Right now, you’ve convinced your husband to live inside your lies, to pretend with you, to let you avoid uncomfortable conversations, to let you fall apart without recrimination. You need to tell him the whole truth instead.

Truth-telling is a trap. Polly wants Stuck to make herself look weak and pathetic, to become more of a burden to her husband. If he believes that she is sabotaging his career, he might look for the nearest exit.

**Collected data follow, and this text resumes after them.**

PR #2376, opened 2022-11-08
fix: make evaluate work with serializing Guids

### LINKED ISSUE #2374: [Bug] [Regression] [since 1.23] Parsing Guid values (IPage.EvaluateAsync<Guid>) using System.Convert class throws
This created very problematic regression for parsing Guid values.
`Convert.ChangeType("{08d15efd-bd4f-4244-b46e-2238964e0e36}", typeof(Guid), System.Globalization.CultureInfo.InvariantCulture)` throws

_Originally posted by @maw136 in https://github.com/microsoft/playwright-dotnet/issues/2178#issuecomment-1306371464_

feiyun0112:
Fixes #2374

### DIFF
--- a/src/Playwright/Helpers/Driver.cs
+++ b/src/Playwright/Helpers/Driver.cs
@@ -34,7 +34,13 @@ internal static class Driver
 {
     internal static string GetExecutablePath()
     {
-        DirectoryInfo assemblyDirectory = new(AppContext.BaseDirectory);
+        string baseDirectory = Environment.GetEnvironmentVariable("PLAYWRIGHT_DRIVER_PATH");
+        if (string.IsNullOrEmpty(baseDirectory))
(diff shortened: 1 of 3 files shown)


src/Playwright/Helpers/Driver.cs
```diff
@@ -34,7 +34,13 @@ internal static class Driver
 {
     internal static string GetExecutablePath()
     {
-        DirectoryInfo assemblyDirectory = new(AppContext.BaseDirectory);
+        string baseDirectory = Environment.GetEnvironmentVariable("PLAYWRIGHT_DRIVER_PATH");
```
pavelfeldman, line 37: Looks like a stray change.

mxschmitt (approved):

PR #2384, opened 2022-11-10
fix: parsing of runsettings file

mxschmitt:


src/Playwright.TestAdapter/PlaywrightSettingsXml.cs
```diff
@@ -74,13 +74,15 @@ private static T ParseXmlIntoClass<T>(XmlReader reader) where T : class, new()
         var options = new T();
         while (reader.Read())
         {
-            if (reader.NodeType != XmlNodeType.Element)
+            if (reader.NodeType == XmlNodeType.EndElement)
```
aslushnikov, line 77: you should go until the end element of a given tag

aslushnikov (approved):

PR #2385, opened 2022-11-14
chore(roll): roll Playwright to 1.28.0-alpha-nov-11-2022

mxschmitt:


src/Playwright/Core/EventUtils.cs
```diff
@@ -0,0 +1,107 @@
...
+            UpdateEventSubscription(eventName, true);
+        }
+        if (!_eventNameToHandlers.ContainsKey(eventName))
+        {
+            _eventNameToHandlers[eventName] = handler;
+        }
+        else
+        {
+            _eventNameToHandlers[eventName] = Delegate.Combine(_eventNameToHandlers[eventName], handler);
+        }
```
campersau, line 75: Nit: also use `TryGetValue` here

```suggestion
        if (!_eventNameToHandlers.TryGetValue(eventName, out var handlers))
        {
            _eventNameToHandlers[eventName] = handler;
        }
        else
        {
            _eventNameToHandlers[eventName] = Delegate.Combine(handlers, handler);
        }
```

dgozman (approved):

Being vulnerable and admitting how confused and sick and angry and ashamed you are is like stripping out the mold and the rotted boards from your house. And when you dare to let someone else into that kind of deep sadness, when you dare to tell someone else, out loud, in words, “I am against you, I am against myself, I hate myself every minute of every day,” you’re daring to try on a different kind of love that no one sings about. You’re daring to align yourself with someone in a real way, maybe for the first time. You’re showing them everything. You’re taking the biggest leap, for yourself and for them, because you know, in your heart, that they love you enough to try it.

Polly worships at the altar of the truth. She does not recognize that Stuck’s husband knows better than anyone that his wife has a problem. And it is certainly not about feeling her feelings… a Pollyannaish cure-all that can only make things worse:

You are incredibly afraid of feeling your emotions. But once you embrace your feelings instead of hiding from them (and low-level, overcast-skies depression can be a manifestation of hiding from stronger, less acceptable emotions like shame and anger), you’ll finally see that being broken and scared is beautiful. Hiding and shutting people out is what’s ugly. Letting your friend move away and never thanking her for telling you the truth is ugly. Confusing real love with quicksand is ugly.

Not as ugly as a steaming pile of bad advice.

1 comment:

Anonymous said...

The letter writer would do better to get the advice of a random person on the street.